WHAT NEEDS TO BE DONE:
Repeat the entire listing exactly as written.

GIVEN RECORDS:
PR #2118, opened 2026-08-30
Don't offer a "you may" whose payment can't be completed

bolav:
# Don't offer a "you may" whose payment can't be completed

## The bug

From a playtest log: Emeritus of Ideation attacked with **one** card in its controller's graveyard.
The engine offered "you may exile eight cards from your graveyard", the controller said yes, and the
lone card was exiled — for nothing, since the payment could never be completed.

The selection filled with as many cards as it could reach (one), the `CollectionNonEmpty(min = 8)`
gate correctly scored the payment as failed, so the creature did *not* become prepared — but the
card was gone anyway.

CR 609.3 ("if an effect attempts to do something impossible, it does only as much as possible") is
what produced the partial exile, but it governs *mandatory* instructions. The rule that applies to an
optional payment is **CR 608.2d**: "The player can't choose an option that's illegal or impossible."
The prompt has to be absent, not offered and then scored. (Both quoted from
`MagicCompRules_20260808.txt`.)

Three other cards share the idiom and had the same hole: **Skywarp Skaab** (exile two creature cards
→ draw), **Aegis Sculptor** (exile two → +1/+1 counter), **Heated Argument** (exile one → 2 damage).

## The fix

No new SDK vocabulary — this is an engine-side gate decision, in the one place that already owns
"don't offer an impossible yes".

`GatedEffectExecutor`'s `Gate.MayDecide` branch now skips its prompt when the effect inside the gate
is a `Gate.DoAction` scored by `SuccessCriterion.CollectionNonEmpty(name, min)` whose named
collection is filled by a `SelectFromCollectionEffect(ChooseExactly)` over a `GatherCardsEffect`
pool holding fewer than `min` cards. No answer to the yes/no could clear that bar, so the option
isn't a legal choice at all. It sits with the branch's existing skips — an unaffordable `Gate.MayPay`
cost, a `ChooseActionEffect` with no feasible option, an unreachable collect-evidence threshold, and
a declared `FeasibilityCheck`.

Two properties worth stating, because both are load-bearing:

- **The pool is read at resolution**, not when the ability triggered — a graveyard emptied or shrunk
  in response takes the option away.
- **The check runs before the remembered-answer (auto-answer yield) path**, so a stored "yes" can't
  perform the impossible either.

The count is deliberately generous: a selection's `restrictions` could narrow it further and aren't
applied, so the prompt is only ever withheld when the payment is impossible outright. Every shape
that isn't this idiom prompts exactly as before.

`docs/card-sdk-language-reference.md` gains the corresponding paragraph under `Gate.MayDecide`.

## What this does not change

Mandatory instructions keep CR 609.3's do-as-much-as-possible behaviour — `SelectionMode.ChooseExactly`
still takes as many as it can reach when the instruction isn't an option. That's the correct reading
for "discard two cards" with one in hand, and changing it globally would have broken it.

## Verification

- `scripts/gradle-locked :rules-engine:test` — **BUILD SUCCESSFUL** (full engine suite, 2m14s).
- `just test-class EmeritusCycleScenarioTest` — green, including two new tests:
  - *fewer than eight cards in the graveyard: nothing is exiled and it stays unprepared*
  - *a graveyard shrunk in response takes the option away* (eight cards at declare-attackers, one
    eaten by Withered Wretch while the trigger is on the stack, seven survivors untouched)
- `just test-class SkywarpSkaabScenarioTest` — green, including a new test for the
  one-creature-card case (no prompt raised, the card stays in the graveyard, no draw).
- `just test-class HeatedArgumentScenarioTest`, `just test-class AegisSculptorScenarioTest` — green
  (the other two cards that reach the new branch).
- **Mutation check:** with the new branch disabled, both new Emeritus tests fail — the pre-fix engine
  exiles the lone card, and exiles all seven survivors in the in-response case.

**Not covered:** the full per-era card scenario suite (`just test-scenarios`) was not run. A grep of
`mtg-sets/*/src/main` shows the four cards above are the only ones that construct this shape, and no
`*Patterns` helper emits it, so no other card can reach the new branch; all four have green scenario
tests. Nothing outside Kotlin is touched — no client, server, or SDK code in the diff.

## Left out

The playtest report also said the creature became prepared. That half does not reproduce: with one
card in the graveyard the gate already scored the payment as failed and `BecomePrepared` never ran
(the new test asserts it). The likely explanation is that it was still prepared from entering the
battlefield — it enters prepared and stays so until the Ancestral Recall copy is cast — or a stale
server build. Nothing was changed on that basis.

### DIFF
--- a/docs/card-sdk-language-reference.md
+++ b/docs/card-sdk-language-reference.md
@@ -2548,6 +2548,13 @@ Atomic effect factories. For library/zone manipulation, prefer the pipelines in 
     player "doesn't": the prompt is skipped and `otherwise` runs directly. Lets "you may sacrifice an
     artifact. If you don't, …" apply its else automatically when the controller has no artifact (the
     no-target analogue of a targeted "may" with no legal targets falling to its else branch).
+    The executor skips the prompt on its own in one more case, no authoring needed: a `then` that is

SOLUTION TO THIS EXERCISE:
PR #2118, opened 2026-08-30
Don't offer a "you may" whose payment can't be completed

bolav:
# Don't offer a "you may" whose payment can't be completed

## The bug

From a playtest log: Emeritus of Ideation attacked with **one** card in its controller's graveyard.
The engine offered "you may exile eight cards from your graveyard", the controller said yes, and the
lone card was exiled — for nothing, since the payment could never be completed.

The selection filled with as many cards as it could reach (one), the `CollectionNonEmpty(min = 8)`
gate correctly scored the payment as failed, so the creature did *not* become prepared — but the
card was gone anyway.

CR 609.3 ("if an effect attempts to do something impossible, it does only as much as possible") is
what produced the partial exile, but it governs *mandatory* instructions. The rule that applies to an
optional payment is **CR 608.2d**: "The player can't choose an option that's illegal or impossible."
The prompt has to be absent, not offered and then scored. (Both quoted from
`MagicCompRules_20260808.txt`.)

Three other cards share the idiom and had the same hole: **Skywarp Skaab** (exile two creature cards
→ draw), **Aegis Sculptor** (exile two → +1/+1 counter), **Heated Argument** (exile one → 2 damage).

## The fix

No new SDK vocabulary — this is an engine-side gate decision, in the one place that already owns
"don't offer an impossible yes".

`GatedEffectExecutor`'s `Gate.MayDecide` branch now skips its prompt when the effect inside the gate
is a `Gate.DoAction` scored by `SuccessCriterion.CollectionNonEmpty(name, min)` whose named
collection is filled by a `SelectFromCollectionEffect(ChooseExactly)` over a `GatherCardsEffect`
pool holding fewer than `min` cards. No answer to the yes/no could clear that bar, so the option
isn't a legal choice at all. It sits with the branch's existing skips — an unaffordable `Gate.MayPay`
cost, a `ChooseActionEffect` with no feasible option, an unreachable collect-evidence threshold, and
a declared `FeasibilityCheck`.

Two properties worth stating, because both are load-bearing:

- **The pool is read at resolution**, not when the ability triggered — a graveyard emptied or shrunk
  in response takes the option away.
- **The check runs before the remembered-answer (auto-answer yield) path**, so a stored "yes" can't
  perform the impossible either.

The count is deliberately generous: a selection's `restrictions` could narrow it further and aren't
applied, so the prompt is only ever withheld when the payment is impossible outright. Every shape
that isn't this idiom prompts exactly as before.

`docs/card-sdk-language-reference.md` gains the corresponding paragraph under `Gate.MayDecide`.

## What this does not change

Mandatory instructions keep CR 609.3's do-as-much-as-possible behaviour — `SelectionMode.ChooseExactly`
still takes as many as it can reach when the instruction isn't an option. That's the correct reading
for "discard two cards" with one in hand, and changing it globally would have broken it.

## Verification

- `scripts/gradle-locked :rules-engine:test` — **BUILD SUCCESSFUL** (full engine suite, 2m14s).
- `just test-class EmeritusCycleScenarioTest` — green, including two new tests:
  - *fewer than eight cards in the graveyard: nothing is exiled and it stays unprepared*
  - *a graveyard shrunk in response takes the option away* (eight cards at declare-attackers, one
    eaten by Withered Wretch while the trigger is on the stack, seven survivors untouched)
- `just test-class SkywarpSkaabScenarioTest` — green, including a new test for the
  one-creature-card case (no prompt raised, the card stays in the graveyard, no draw).
- `just test-class HeatedArgumentScenarioTest`, `just test-class AegisSculptorScenarioTest` — green
  (the other two cards that reach the new branch).
- **Mutation check:** with the new branch disabled, both new Emeritus tests fail — the pre-fix engine
  exiles the lone card, and exiles all seven survivors in the in-response case.

**Not covered:** the full per-era card scenario suite (`just test-scenarios`) was not run. A grep of
`mtg-sets/*/src/main` shows the four cards above are the only ones that construct this shape, and no
`*Patterns` helper emits it, so no other card can reach the new branch; all four have green scenario
tests. Nothing outside Kotlin is touched — no client, server, or SDK code in the diff.

## Left out

The playtest report also said the creature became prepared. That half does not reproduce: with one
card in the graveyard the gate already scored the payment as failed and `BecomePrepared` never ran
(the new test asserts it). The likely explanation is that it was still prepared from entering the
battlefield — it enters prepared and stays so until the Ancestral Recall copy is cast — or a stale
server build. Nothing was changed on that basis.

### DIFF
--- a/docs/card-sdk-language-reference.md
+++ b/docs/card-sdk-language-reference.md
@@ -2548,6 +2548,13 @@ Atomic effect factories. For library/zone manipulation, prefer the pipelines in 
     player "doesn't": the prompt is skipped and `otherwise` runs directly. Lets "you may sacrifice an
     artifact. If you don't, …" apply its else automatically when the controller has no artifact (the
     no-target analogue of a targeted "may" with no legal targets falling to its else branch).
+    The executor skips the prompt on its own in one more case, no authoring needed: a `then` that is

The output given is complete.